Top Stories Reassessment Proceedings under Income Tax Act without Application of Mind: Delhi HC upholds order of ITAT [Read Order] The court observed that the PCIT has failed to satisfactorily record its concurrence. By no prudent stretch of the imagination, the expression “Yes” could be considered to be a valid approval By Yogitha S. Yogesh – On March 16, 2024 5:03 pm – 3 mins read The Delhi High Court upheld the order of the Income Tax Appellate Tribunal [ “ITAT” ] since the reassessment proceedings under the Income Tax Act, 1961 were without application of mind. Pioneer Town Planners Pvt Ltd, the respondent-assessee filed its income tax return [ “ITR” ] which was processed under Section 143(1) of the Income Tax Act, 1961. Subsequently, a search operation was carried out on the premises of Shriji Group entities, of which the respondent-assessee was one of the concerns. Under the said search operation, reassessment proceedings were initiated against the respondent-assessee, whereby, the AO held that the respondent-assessee has taken accommodation entry amounting to Rs.4,79,00,000/- which had escaped assessment. Upon recording of “reasons to believe” by the concerned authority, a notice under Section 148 of the Act was duly issued to the respondent-assessee. Consequently, the respondent-assessee replied to the said notice with a request to consider the ITR it originally filed as the one filed in response to the notice under Section 148 of the Act. The provisions encapsulated under Section 143(3) read with Section 147 of the Act, the AO framed a reassessment order by making additions on account of unexplained (i) share premium and (ii) expenditure of commission for accommodation entries.
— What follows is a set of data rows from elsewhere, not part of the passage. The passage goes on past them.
PR #468, opened 2025-06-20
Support timeout for Procstar programs

LudovicoRighi:
Tested with tests and with a local instance of Apsis.

-----------

Notice I had to add the `<0.9.0` constraint for `ora`, as the CI build was failing otherwise:
- https://github.com/apsis-scheduler/apsis/actions/runs/15778992429/job/44479825255
```
      building 'ora.ext' extension
      creating build/temp.linux-x86_64-cpython-310/python/ora/ext
      g++ -Wno-unused-result -Wsign-compare -DNDEBUG -g -fwrapv -O3 -Wall -fPIC -Icxx/include -Ipython/ora/ext -I/opt/hostedtoolcache/Python/3.10.18/x64/include/python3.10 -c python/ora/ext/functions.cc -o build/temp.linux-x86_64-cpython-310/python/ora/ext/functions.o -std=c++17 -fdiagnostics-color=always -Wno-dangling-else
      In file included from python/ora/ext/functions.cc:6:
      python/ora/ext/py.hh: In member function ‘ora::py::Long::operator __int128()’:
      python/ora/ext/py.hh:700:42: error: too many arguments to function ‘int _PyLong_AsByteArray(PyLongObject*, unsigned char*, size_t, int, int)’
        700 |   check_not_minus_one(_PyLong_AsByteArray(
            |                       ~~~~~~~~~~~~~~~~~~~^
        701 |     (PyLongObject*) this, (unsigned char*) &val, sizeof(val), 1, 1, 1));
            |     ~~~~~~~~~~~~~~~~~~~~~~~~~~~~~~~~~~~~~~~~~~~~~~~~~~~~~~~~~~~~~~~~~~
      In file included from /opt/hostedtoolcache/Python/3.10.18/x64/include/python3.10/Python.h:84,
                       from python/ora/ext/py.hh:11:
      /opt/hostedtoolcache/Python/3.10.18/x64/include/python3.10/longobject.h:170:17: note: declared here
        170 | PyAPI_FUNC(int) _PyLong_AsByteArray(PyLongObject* v,
            |                 ^~~~~~~~~~~~~~~~~~~
      python/ora/ext/py.hh: In member function ‘ora::py::Long::operator __int128 unsigned()’:
      python/ora/ext/py.hh:710:42: error: too many arguments to function ‘int _PyLong_AsByteArray(PyLongObject*, unsigned char*, size_t, int, int)’
        710 |   check_not_minus_one(_PyLong_AsByteArray(
            |                       ~~~~~~~~~~~~~~~~~~~^
        711 |     (PyLongObject*) this, (unsigned char*) &val, sizeof(val), 1, 0, 1));
            |     ~~~~~~~~~~~~~~~~~~~~~~~~~~~~~~~~~~~~~~~~~~~~~~~~~~~~~~~~~~~~~~~~~~
      /opt/hostedtoolcache/Python/3.10.18/x64/include/python3.10/longobject.h:170:17: note: declared here
        170 | PyAPI_FUNC(int) _PyLong_AsByteArray(PyLongObject* v,
            |                 ^~~~~~~~~~~~~~~~~~~
      error: command '/usr/bin/g++' failed with exit code 1
      [end of output]
  
  note: This error originates from a subprocess, and is likely not a problem with pip.
  ERROR: Failed building wheel for ora
ERROR: Failed to build installable wheels for some pyproject.toml based projects (ora)
Successfully built apsis
Failed to build ora
```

The total taxable value determined by the AO amounted to Rs.10,80,47,000/-. The respondent-assessee preferred an appeal before the Commissioner of Income Tax (Appeals) [“CIT (A)”]. The respondent-assessee challenged the aforesaid order passed by the CIT (A) before the ITAT, whereby, the appeal of the respondent-assessee has been allowed and it has been held that the AO initiated the reassessment proceedings based on borrowed satisfaction and without any application of mind. Counsel appearing on behalf of the Revenue submitted that the mandate of Section 151 of the Act requires the prescribed authority while approving, to concur with the reasoning of the AO in the reasons recorded or else the approval would be denied by the approving authority. According to him, Section 151 of the Act stipulates that the concurrence of the prescribed authority is a matter of subjective satisfaction of the concerned authority and the rigour of law is duly followed as soon as the approving authority provides its consent for issuance of notice under Section 148 of the Act. He contended that the conditions envisaged in Section 151 of the Act stand satisfied till the time the wordings are unambiguous and cannot be mistaken for approval instead of rejection by the prescribed authority. He further submitted that it is only in cases where the prescribed authority differs from the reasoning assigned by the AO, that is it required to record its reasons for disagreement.
Counsel additionally submitted that the ITAT has erroneously taken the view that the AO had acted upon borrowed satisfaction from the Investigation Wing, without any independent application of mind. Per contra, counsel appearing on behalf of the assessee vehemently opposed the submissions advanced by the Revenue and submitted that the instant appeal raises no substantial question of law. The PCIT has failed to satisfactorily record its concurrence. By no prudent stretch of the imagination, the expression “Yes” could be considered to be a valid approval. In fact, the approval in the instant case is apparently akin to the rubber stamping of “Yes” in the case of Central India Electric Supply. The Court upheld the order of ITAT and dismissed the appeal.